The right-wing in its various guises have so devalued any democratic notion of the social and critical thought that it has become difficult to think in terms outside of the survival-of the-fittest ethic and culture of cruelty that now dominates reality TV, the bullies who set policy in Washington, and the sycophants who are media cheerleaders for Obama, the bankers, and corporate America. Fortunately, we have a number of brave souls in and out of the academy who refuse to give up the language of democracy–from Harvey Kay and Chris Hedges to the indomitable and courageous Bill Moyers.
Needless to say ideas without institutions in which they can be nurtured tend to fall to the margins of society. This is all the more reason to defend public and higher education and all of those public spheres where democratic ideas, values, and practices are taken seriously, and intellectual rigor becomes the norm rather than a side show. Think of the informed critical writing and interviews one can find in Truthout, Salon, Truthdig, Monthly Review Zine, “Democracy Now!”, ThomDispatch.com and a range of other online sites that refuse prescriptions and barking commands. These are the new cultural apparatuses of freedom for the 21st century and they need to be defended in the name of dangerous forms of thinking that are self-reflective, infused with democratic values, and expand the public good.

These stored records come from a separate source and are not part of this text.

PR #4478, opened 2026-07-25
fix: error when a mixin call is used as a property value

### LINKED ISSUE #4305: Provide error when mixin results in `[object Object]` value
### Discussed in https://github.com/less/less.js/discussions/4304

<div type='discussions-op-text'>

<sup>Originally posted by **uncenter** December 31, 2024</sup>
I have a mixin called `rgbify`, as seen below:

```less
#rgbify(@color) {
  @rgb: red(@color), green(@color), blue(@color);
}
```

It can be used as `color: #rgbify(#fff)[];`, and note the `[]` to capture the return value(s). Without the `[]` (just `#rgbify(#fff)`), Less outputs `[object Object]` as the value for wherever the mixin is used. I most definitely did not mean to have the value be `[object Object]`, and I'm hoping Less could error when it encounters a value like that - otherwise i have no good way of knowing I missed it if I'm not looking carefully/specifically for that mistake.

image
</div>

Lfan-ke:
Using a mixin call directly as a property value (without a lookup) silently
emitted `[object Object]`:

```less
#rgbify(@color) { @rgb: red(@color), green(@color), blue(@color); }
.x { color: #rgbify(#fff); }   // -> color: [object Object];
```

The mixin call resolves to its ruleset, which reaches the declaration as an
array of rules and renders as `[object Object]`. `Declaration.eval` already
rejects a `DetachedRuleset` used on a property with "Rulesets cannot be
evaluated on a property."; this extends that same guard to the array case, so
the mistake surfaces as a clear error instead of invalid output.

Only non-variable (property) declarations are affected, so valid uses such as
`#ns.mixin()[@var]` lookups, statement mixin calls, and passing a ruleset to
`each()` are unchanged. Added an eval-error test; `pnpm test` passes.

Closes #4305

## Summary by CodeRabbit

* **Bug Fixes**
  * Improved validation for mixins used directly as property values.
  * Prevented invalid mixin results from rendering as `[object Object]`.
  * Added a clearer error indicating that rulesets cannot be evaluated on a property.

### DIFF
--- a/packages/less/lib/less/tree/declaration.js
+++ b/packages/less/lib/less/tree/declaration.js
@@ -95,7 +95,10 @@ class Declaration extends Node {
             context.importantScope.push({});
             evaldValue = /** @type {Node} */ (this.value).eval(context);
 
-            if (!this.variable && evaldValue.type === 'DetachedRuleset') {
+            // A mixin call used as a property value (without a lookup) evaluates
+            // to its ruleset, which arrives here as an array of rules; without
+            // this guard it renders as `[object Object]`.
+            if (!this.variable && (evaldValue.type === 'DetachedRuleset' || Array.isArray(evaldValue))) {
                 throw { message: 'Rulesets cannot be evaluated on a property.',
                     index: this.getIndex(), filename: this.fileInfo().filename };
             }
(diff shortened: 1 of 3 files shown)


matthew-dean:
Thanks!

uncenter:
Thanks so much for fixing this! If I may add, the error "Rulesets cannot be evaluated on a property" is still a pretty unsatisfyingly vague error message- I don't know what that even means. I would hope for a more explicit error message instead of reusing the existing one in that branch, like "Assigning mixin result to property requires a return value lookup" etc.

PR #4479, opened 2026-07-25
fix: leave math functions for the browser when an argument is a runtime CSS var()

### LINKED ISSUE #4224: [Compiler Error]CSS variable can not be used in CSS trigonometry functions
It works in css,not less
image
image

Lfan-ke:
Math functions like `sin`/`cos`/`tan`/`atan2` threw `argument must be a number`
when given a CSS custom property, since `var(--x)` has no compile-time value:

```less
.a { width: sin(var(--x)); }   // Error evaluating function `sin`: argument must be a number
```

A `var()` (or any unresolved CSS function) evaluates to a `Call` node rather than
a `Dimension`. In that case `MathHelper` now returns nothing, so the call is left
intact for the browser to evaluate at runtime, matching how CSS handles it. Other
non-numeric arguments (colors, expressions) still error as before.

Numeric arguments are unaffected: `sin(30deg)` still resolves to `0.5`. Added a
`math-css-vars` fixture covering both the pass-through and the numeric paths;
`pnpm test` passes.

Closes #4224

## Summary by CodeRabbit

* **Bug Fixes**
  * Fixed LESS/CSS math functions (including trigonometry and `percentage`) when given runtime values like `var(...)` to no longer fail with incorrect numeric validation errors; expressions are now left for browser-side evaluation instead.
* **Tests**
  * Added test coverage for trigonometric math with CSS variables and for correct compile-time evaluation with fixed numeric inputs.
  * Added cases using CSS variables inside `calc()` and updated expected error output for `percentage(var(...))`.

### DIFF
--- a/packages/less/lib/less/functions/math-helper.js
+++ b/packages/less/lib/less/functions/math-helper.js
@@ -1,7 +1,14 @@
 import Dimension from '../tree/dimension.js';
 
-const MathHelper = (fn, unit, n) => {
+const MathHelper = (fn, unit, cssEvaluable, n) => {
     if (!(n instanceof Dimension)) {
+        // A runtime CSS value such as var()/env() stays an unevaluated call and
+        // cannot be resolved to a number at compile time. Only functions with a
+        // CSS equivalent may be left for the browser; the rest (percentage, ceil,
+        // floor, round) have no CSS form and keep erroring on such input.
+        if (cssEvaluable && n && n.type === 'Call') {
+            return undefined;
+        }
         throw { type: 'Argument', message: 'argument must be a number' };
     }
     if (unit === null) {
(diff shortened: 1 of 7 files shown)


Lfan-ke:
Fixed. `math-helper` now takes a `cssEvaluable` flag; only `sin/cos/tan/asin/acos/atan/sqrt/abs` pass a `var()` argument through to the browser. `percentage/ceil/floor/round` have no CSS form and keep erroring. Added `tests-error/eval/percentage-css-var`; suite passes. Stylelint nit also fixed.

matthew-dean:
@Lfan-ke Less v5 will handle this more elegantly in general, but it's nice to get this finally patched for 4.x. Thank you.

PR #4486, opened 2026-07-28
fix: prevent reparsing escape() results

### LINKED ISSUE #3314: Escape function with nested var failed
**Version**

Less 3.8.1 via CodeKit

**description**

An error is thrown when escaping color variable and using it in an other var as string.
No error with Less 2.x

A less var, svg image for data-uri, with a nested less var "@color-icone" for fill color

`@icone-arrow-next : "data:image/svg+xml;utf-8,<svg xmlns='http://www.w3.org/2000/svg' viewBox='0 0 49 37'><path fill='@{color-icone}' d='M31.1 0l-1.5 1.5 15.5 16H0v2h45.1l-15.5 16 1.5 1.5L49 18.5z'/></svg>";`

Using the var elsewhere

`#selector { 
    @color-icone : escape(#ffffff);
    background-image : url( @icone-arrow-next ) ; 
}`

The error come with the escape function which transform the color code '#ffffff' to '%23ffffff'.
No error without the escape function but the color string is not encoded...

**error message**

SyntaxError: Invalid % without number in /Users/path/to/file

snowyukitty:
**What**:

- Mark `escape()` results that contain percent escapes as literal CSS so lazy
  declaration lookup does not parse their encoded output as Less source.
- Preserve that marker when `Anonymous` nodes are evaluated.
- Add regression coverage for direct unquoted output and literal SVG data URL
  interpolation.

**Why**:

When an `escape()` result is stored in a variable, `Ruleset.parseValue()`
treats the evaluated `Anonymous` value as unparsed source. Percent escapes such
as `%3C` are then lexed as Less and raise `Invalid % without number`.

Keeping the existing `Anonymous` node and carrying a no-reparse marker only
when encoding emits `%` fixes affected variable references while leaving
unencoded values on the existing lazy-parse path. This preserves
`escape()`'s observable node type, spacing, and `url()` rootpath behavior.

Fixes #3314.

**Checklist**:

- [x] Documentation — N/A
- [x] Code complete

Validation:

- `pnpm test` — 208 runs passed
- `pnpm --filter less typecheck`
- `pnpm --filter less exec eslint --no-ignore lib/less/functions/string.js lib/less/tree/anonymous.js lib/less/tree/ruleset.js`

## Summary by CodeRabbit

- **Bug Fixes**
  - Improved handling of escaped strings so percent-encoded characters remain literal CSS values.
  - Fixed escaped SVG data URI processing to prevent unintended reparsing or alteration.
  - Preserved escaped values correctly when expressions are evaluated and reused.

- **Tests**
  - Added coverage for direct escaping and escaped SVG data URI literals.

### DIFF
--- a/packages/less/lib/less/functions/string.js
+++ b/packages/less/lib/less/functions/string.js
@@ -7,9 +7,12 @@ export default {
         return new Quoted('"', str instanceof JavaScript ? str.evaluated : str.value, true);
     },
     escape: function (str) {
-        return new Anonymous(
-            encodeURI(str.value).replace(/=/g, '%3D').replace(/:/g, '%3A').replace(/#/g, '%23').replace(/;/g, '%3B')
-                .replace(/\(/g, '%28').replace(/\)/g, '%29'));
+        const escapedValue = encodeURI(str.value).replace(/=/g, '%3D').replace(/:/g, '%3A').replace(/#/g, '%23').replace(/;/g, '%3B')
+            .replace(/\(/g, '%28').replace(/\)/g, '%29');
+        const escaped = new Anonymous(escapedValue);
+        // Percent escapes are literal CSS, not Less source.
+        escaped._preventReparse = escapedValue.includes('%');
+        return escaped;
     },
     replace: function (string, pattern, replacement, flags) {
         let result = string.value;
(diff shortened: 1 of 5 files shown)


matthew-dean:
Seems right!

matthew-dean (approved):

PR #4487, opened 2026-07-29
Less 5 alpha.1: Jess-powered compiler preview

matthew-dean:
## Summary

This PR opens the Less 5 alpha.1 preview on top of the current upstream `alpha` branch. Less 5 is the first Less release powered by the [Jess stylesheet engine](https://github.com/jesscss/jess), a shared CSS-family compiler engine for modern stylesheet languages. The aim for this alpha is to let people try the new compiler path early while the remaining Less 4 compatibility surface is still being filled in.

### New in the Less 5 direction

- [x] Native CSS nesting is supported and preserved by default, matching the platform direction now tracked on [caniuse](https://caniuse.com/css-nesting); the [nesting fixture](https://github.com/matthew-dean/less.js/blob/alpha/packages/test-data/tests-unit/nesting/nesting-uncollapsed.css#L1-L15) shows nested output preserved as authored.
- [x] `collapseNesting: true` and `lessc --collapse-nesting` are available when flattened selector output is desired. This mode does not try to join separate `@media` / `@supports` wrappers the way Less 4.x sometimes did: separate at-rules cannot be joined generally, and attempting that can recreate the historical combinatorial explosion that extend/nesting used to trigger. CSS at-rule nesting for `@media` / `@supports` has been supported since 2013, while native CSS selector nesting has been supported since 2023.
- [x] Less-style ampersand suffix joining still works, including BEM-style selectors like `.block { &__item { ... } }`, dash suffixes like `&-item`, modifier forms like `&--primary`, and numeric suffixes like `&1`.
- [x] Collapsed nesting preserves cascade order, so declarations written after nested children stay after those children in emitted CSS.
- [x] Generated nested/extended selectors may use modern CSS selector forms such as `:is()` where that is the cleanest representation.
- [x] The extend engine is substantially improved: extends work through nested selector structures and collapse into readable modern `:is()` forms where appropriate. The [updated extend fixture](https://github.com/less/less.js/pull/4487/changes#diff-290086d861e950cbe855bc3fc790a1054ac969a9e3b8bca2f0ceb94ee3247eacR11) shows the input case, and the [generated output](https://github.com/less/less.js/pull/4487/changes#diff-1363cc267a1ef05d446df1fb36f6a4b32f3b31e4d652873df05f4424ee35923fR36) shows the cleaner nested-extend result.
- [x] Modern CSS-heavy syntax is part of the parser direction, including nested rules and current at-rule surfaces such as layers and container queries.
- [x] Less now builds on Jess's spec-compliant CSS parser, so the alpha can catch invalid CSS that Less 4.x often accepted or passed through.

### Ready for alpha testing

- [x] The `less` package installs as a thin package that uses the [Jess stylesheet engine](https://github.com/jesscss/jess) directly.
- [x] `less.render()`, `less.renderFile()`, and `lessc` are wired for the supported alpha surface.
- [x] Core Less workflows are covered: variables, arithmetic, mixin calls, sibling file imports, and nested-rule output.
- [x] CLI and Node API smoke tests pass for the alpha package.
- [x] The alpha fixture gate runs across the Less test-data corpus with explicit expected gaps.
- [x] Friendly Jess diagnostics are surfaced through the Less wrapper for supported parser/eval failures.
- [x] Release automation is alpha-aware and covered by release-flow tests.
- [x] Packed-consumer verification passes against the published Jess alpha runtime.

### Not ready yet

- [ ] Legacy plugin host APIs: `@plugin`, render-option function plugins, file-manager plugins, and pre/post-processors are not alpha.1 execution paths.
- [ ] Source maps are not an alpha.1 publish gate.
- [ ] URL rewrite/process-import compatibility, including `urlArgs` and remote/import URL behavior, is still pending.
- [ ] Compression/minification parity is not targeted by this alpha.
- [ ] Browser/Sauce harness coverage returns later.
- [ ] Some permissive Less 4 parser corners intentionally reject or remain tracked as explicit fixture gaps.

## Verification

- [x] `pnpm run test:release`
- [x] `pnpm run test:alpha`
- [x] Fork CI on `matthew-dean:alpha` passed

This is an alpha preview, not the final Less 5 compatibility line. The checklist above is intended to make the current contract easy to review and easy to extend in follow-up PRs.


puckowski:
I will have some time this Friday (7/31) and this weekend so I will review soon. @matthew-dean

matthew-dean:
@puckowski Thanks! Note this is of course the first v5 alpha. There's probably other holes / bugs and other rough spots I missed.

Also, I of course do NOT expect a review of 423 file changes. It's a complete replacement of the AST, parsing, and eval engine entirely. I think the first test is just some real world `lessc` compile testing. And this would be a merge into the alpha branch would publish under the NPM alpha tag.

matthew-dean:
@puckowski I'll try to leave Discord open if you have questions -- https://discord.gg/rb5EXYmpB

matthew-dean:
Merging (alpha only) so this is actually easily testable (under an NPM alpha tag)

Critical thought and thinking dangerously are not just about reading texts and screen culture closely or for that matter using abstract models of language to explain the arc of history, politics, and human behavior. They are also about the frameworks we develop in terms of how we deal with power, treat one another, and develop a sense of compassion for others and the planet. I was so taken a few years ago by a similar sentiment reflected in a story that Jürgen Habermas told about being at Herbert Marcuse’s side as he was dying and being moved by Marcuse’s last few words “I know wherein our most basic value judgment are rooted–in compassion, in our sense of the suffering of others.” While it makes little sense to be trapped in a kind of ossified intellectual rigor, there is no excuse to believe that action uninformed by theory is anything but an expression of thoughtlessness.
We live in an era when conservatives and the financial elite collapse public concerns into private interests, define people largely as consumers, and consider everyone potential terrorists. Moreover, the apostles of neoliberal capitalism militarize and commodify the entire society, consider youth as nothing more than a source of profit, define education as training, undermine the welfare state in favor of a warfare state, and define democracy as synonymous with the language of capital. We live in a period that the late Gil Scott-Herron once called “winter in America.” As the forces of authoritarianism sweep over every major institution in America, the time for wide-spread resistance and radical democratic change has never been so urgent. Such change will not come unless the call for political and economic change is matched by a change in subjectivity, consciousness, and the desire for a better world. This is, in part, a theoretical challenge and supports individual and collective efforts to reconfiguring those public spheres where theory can emerge and be refined into modes of critique, understanding, and collective action. As a mode of resistance, dangerous thinking is the basis for a formative and pedagogical culture of questioning and politics that takes seriously how knowledge can become central to the practice of freedom, justice, and democratic change. At a time of lowered expectations, thinking dangerously raises the bar and points to making the impossible, once again, all the more possible.